SCHAPER: Those requirements were put in place in the late 1970s after the collapse of the steel industry and eventually were expanded to include most federally funded transportation projects. But preserving American steel industry jobs comes at a cost.
JEFF DAVIS: Economics is always about tradeoffs.
SCHAPER: Jeff Davis is a senior fellow at The Eno Center for Transportation, a nonpartisan policy think tank in Washington, D.C.
DAVIS: Domestic-made steel usually out of the - out of the mill will cost 70, 80 percent more than Chinese steel out of the mill.
SCHAPER: And Davis says this administration now seems willing to pay that higher price.
DAVIS: Clearly, President Trump has decided that preserving steel-working jobs is a worthwhile endeavor and is probably worth less efficient procurement of highway and bridge projects.

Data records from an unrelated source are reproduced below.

PR #280, opened 2017-05-22
feature whitelist - re: aeroway

missinglink:
reduce target `aeroway` values to only those enumerated in a whitelist

see issue https://github.com/pelias/pelias/issues/573 for more detail.

this PR changes our broad `aeroway+name` filter to a more selective one.

more notes on the issue linked above.

closes https://github.com/pelias/pelias/issues/573

### DIFF
--- a/config/features.js
+++ b/config/features.js
@@ -25,7 +25,6 @@ var tags = [
   'craft+name',
   'military+name',
   'aeroway~terminal+name',
-  'aeroway~gate+name',
   'aeroway~aerodrome+name',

SCHAPER: States can get waivers from the federal government's buy-American requirements if complying increases the costs significantly. And some industry groups want those waivers protected, but the president is already going beyond existing mandates. He's requiring American steel in the construction of the privately owned Dakota access pipeline. And Vice President Mike Pence in St. Louis last week hinted buy-American requirements could be expanded even further.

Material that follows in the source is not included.